Re: Erkki's comments last week: Not fair.I can't exaggerate or embellish without Erki pointing it out. What fun is that?


Next week: SOCIAL MEDIALAND: an evil empire?




David Suchet is Hercule Poirot. No-one else should even think about acting the role. 

Ever.

- Eki

Tuesday 21 November 2017

DONALDdonald: Trump talks

DONALDdonald (2017)
When I showed Erkki the ballpoint pen a pal in St. Louis, Mo sent me, he said, “Let's shoot it.” The pen has a red, white and blue stem and a PRESIDENT TRUMP'S head. The head talked in his own voice when you pressed it down. It said all sorts of silly stuff that people eat up. Including me. Erkki tied a long string around Trump's neck and strung it up between two poles in the studio and shot it. Trump looked terrific on screen. - smarmy, with pouty lips. Erkki recorded his dialogue. We made up a ditzy, obsessed fan - BETTY BOOB. BB's dumb dialogue matches Trump's. I did the voice-over. Erkki directed. He kept saying higher, higher, softer, breathier, sexier. We did it over and over. And then let the whole thing rest to do another project.

Sharon Pettus, the pen pal sender and I decided to go to Washington D.C. to check out the scene in the capital. We stayed at the Willard Hotel, the turn-of-the-20th-century icon, where the word lobbyists got its start. President Teddy Roosevelt hung out there. So did a lot of people who wanted to promote their company, their country, their cause, or just wanted to be where the power was. They made the lobby their meeting place hoping for a chance to make a pitch to the President. The new 'place-to-see-and-be-seen is the Trump International Hotel. We went there for a farewell drink. Wine is 27 dollars a glass, but worth it. Just to see all the BEs and WANNABEs waiting for President Trump to show up. His only go-to place in the capital.


Back in Helsinki Erkki took in all the footage from Washington. I asked Sharon for her ideas. She suggested Trump's head be in black and white. And the American flag turned upside-down, as a symbol of the topsy-turvy Trump administration. Erkki and I liked it. But the surreal made the real look banal. We dumped the Washington footage. And started all over. One minute on screen took about ten hours in the studio. And Erkki did the animation and other corrections later. The first person who saw it said, “What the fuck.” God bless America.
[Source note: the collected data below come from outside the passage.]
PR #564, opened 2024-11-02
Fix `scheduled_checks` test

kelle:
The scheduled test which tests all the URLs once a month is not passing. I'm trying to fix it.


kelle:
Oh, fascinating. It was broken on my FORK!  Cause I don't keep my main up-to-date. How to prevent scheduled_checks from running on forks, I wonder?

PR #605, opened 2025-04-29
BONES Archive Ingest Spectral Types

### LINKED ISSUE #544: Ingest the BONES Archive of low metallicity sources
The [BONES Archive of low metallicity sources](https://docs.google.com/spreadsheets/d/1b9SUUshady_efTJaWEXiy4g-1n-JOzG_Mcy6j1CFE8k/edit?gid=0#gid=0). 

Compiled by @huntbrooks85.

From the sheet:
- [x] sources. Done in #590 
- [ ] spectral types. #605 
- [ ] spectra

Directly from the catalogs:
- [ ] Gaia photometry and astrometry 
- [ ] SDSS, PanSTARRs, UKIDSS, 2MASS, WISE, AllWise, UKIDSS, etc photometry

lesliech1004:
Short description: ingest spectral types from spectra sheet from the BONES archive

Link to relevant issue: Closes #544 (spectral types only)

For data ingests:
- [ ] includes script used for ingest
- [ ] includes modified JSON files 
- [ ] Add new tests


kelle:
This looks GREAT!  Great job ingesting the publications and having multiple counters!

The only thing that I'm seeing as a problem is that some of the spectral types which were not ingested because they are already in the database actually have different spectral types. For example,WISEA J000430.66-260402.3 is the database as "T2 (blue)" but in the Bones archive as "sdT2".  So, I need to modify the ingest script and/or the schema to see this situation as *not* a duplicate.

scripts/ingests/BONES_archive/ingest_BONES_spectral_types.py
```diff
@@ -94,15 +92,17 @@ def extractADS(link):
...
-                pub_ingested +=1
-        except:
-            logger.warning("Find and ingest pattern didn't work" + ads)
-        ref = find_publication(db=db, bibcode=ads)
-        #ingest the spectral types
+                pub_ingested += 1
+                ref = find_publication(db=db, bibcode=ads)
+            except Exception as e:
+                logger.error("Find and ingest pattern didn't work" + ads)
+                raise e
```
kelle, line 103: When you encounter an exception, you should raise the error so that the code stops and you can figure out what's wrong.

scripts/ingests/BONES_archive/ingest_BONES_spectral_types.py
```diff
@@ -117,7 +117,10 @@ def extractADS(link):
         logger.warning(msg)
         if "Spectral type already in the database" in str(e):
             already_exists+=1
-        skipped+=1
+        else:
+            skipped += 1
+            raise e
```
kelle, line 122: This is good -- you are expecting some to be already in the database, BUT there might be some other types of exceptions. When you encounter those, the exception should be raised, in this case, with `raise e`

scripts/ingests/BONES_archive/ingest_BONES_spectral_types.py
```diff
@@ -6,24 +9,19 @@
...
 
-sys.path.append(".")
-from astropy.io import ascii
+astrodb_utils_logger = logging.getLogger("astrodb_utils")
+logger = logging.getLogger(
+    "astrodb_utils.bones_sptypes"
+)  # Sets up a child of the "astrodb_utils" logger
 
+logger.setLevel(logging.INFO)  # Set logger to INFO/DEBUG/WARNING/ERROR/CRITICAL level
+astrodb_utils_logger.setLevel(logging.INFO)
```
kelle, line 22: I'm finally getting to understand how logging works!

kelle (changes requested):
You script doesn't ingest at least one source because the `extract_ADS` function didn't work. I suspect that you didn't see this because you weren't raising the exceptions in your try/except pairs.  Run the script now and notice that the code stops when it encounters the error with the publication rather than just skipping it and moving on.  Modify your ingest script to add this publication.

kelle:
This looks great!  Please push the JSON files and modified tests!

kelle (approved):
Great work!  Gonna merge this.

Issue #529, opened 2024-07-08
Data ingest request from: Zhang et al. 2018


jgizis:
Article title: "Primeval very low-mass stars and brown dwarfs – III. The halo transitional brown dwarfs"

https://academic.oup.com/mnras/article/479/1/1383/5001885

the supplementary data on the website includes X-Shooter visible and IR spectra of L subdwarfs.

kelle:
or @zjzhang42, want to help?

jgizis:
Ok, I will confess that I submitted this because my super-naive attempt to read the fits files with specutils failed, so I can't do that part.  But I am happy to populate a table with the fitted parameters from this and the other papers in the series.  

(Although I was able to read the supplement file in 2019MNRAS.486.1840Z with no problem.).

jgizis:
Oh, looking at the supplemental files I think Paper IV has supplemental files that include many of the spectra from the earlier papers. 

https://academic.oup.com/mnras/article/480/4/5447/5062823

zjzhang42:
@kelle  Hey, just FYI I am not the first author - Zenghua Zhang.

kelle:
Ah, apologies for my confusion!

kelle:
Here's a sheet to fill out for the missing spectra: [SIMPLE Spectra Ingest Template](https://docs.google.com/spreadsheets/d/1EOaIV_NPnow8jnRpi_086zwP8vXh2efQcYcnPdqmq-E/edit?gid=0#gid=0)

And for the modeled parameters: [SIMPLE Modeled Parameters Template](https://docs.google.com/spreadsheets/d/1NsfTozaSDUiaM-uE4kJVs42KXc_n3Uj1Q4UtqCgswVE/edit?gid=0#gid=0)

Are all the sources already in or do they need to be added as well?

kelle:
It looks like symmetric uncertainties are provided for all of the modeled parameters. If that's not the case, let's discuss more. There's a plan to deal with asymmetric uncertainties but it's not implemented yet (#484 ).

jgizis:
ok.  I think the sources are all already in but if any are not I'll let you know.

kelle:
Most of these data need to be smoothed significantly in order to see the shape of the spectrum. I'm thinking we should go ahead and ingest the smoothed data so that they will be worth looking at on the website.  The original data will still be available as the "original_spectrum".  Objections?  I would also add a comment.

PR #630, opened 2025-06-23
Ingest Zhang18 spectra from FITS file

ying2212:
Short description: Include what type of data being ingested and appropriate references.

Link to relevant issue: #529 

For data ingests:
- [ ] includes script used for ingest
- [ ] includes modified JSON files
- [ ] Add new tests


kelle:
Great start with converting the spectra!  My one suggestion at this point is to do the various instruments/modes separately.  Right now, it looks like the wavelength units for "Xshooter_VIS" isn't quite right but "OSIRIS" looks good.

kelle:
The spectra are looking great!  But it looks like there are still some spectra which are failing or being skipped. We need to figure out what's going on with those.

ying2212:
I’m running into errors with ingesting `access_url` in the `Spectra` table, seems like it only accepts URL format, but I’m working with local FITS files. I asked Carolina, and she said SIMPLE bdnyc has cloud storage for the files. Should I pull them from there instead?

kelle:
We decided to just make two spectra, one binned and unbinned.  New question: how to deal with duplicate metadata and primary keys?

Maggy has a flair for good stories, and she has never let reality get in the way when telling them. The way i remember the session, Maggy had everything figured out pretty well before she came to the studio. So sure, i said "let's shoot it", but only after she asked me to. So, i can't take much credit for the idea, other than simplifying it quite a bit in the editing session - Humpty Trumpty on the wall (making a great fall) got tossed out, along many other ideas, all in the name of being concise.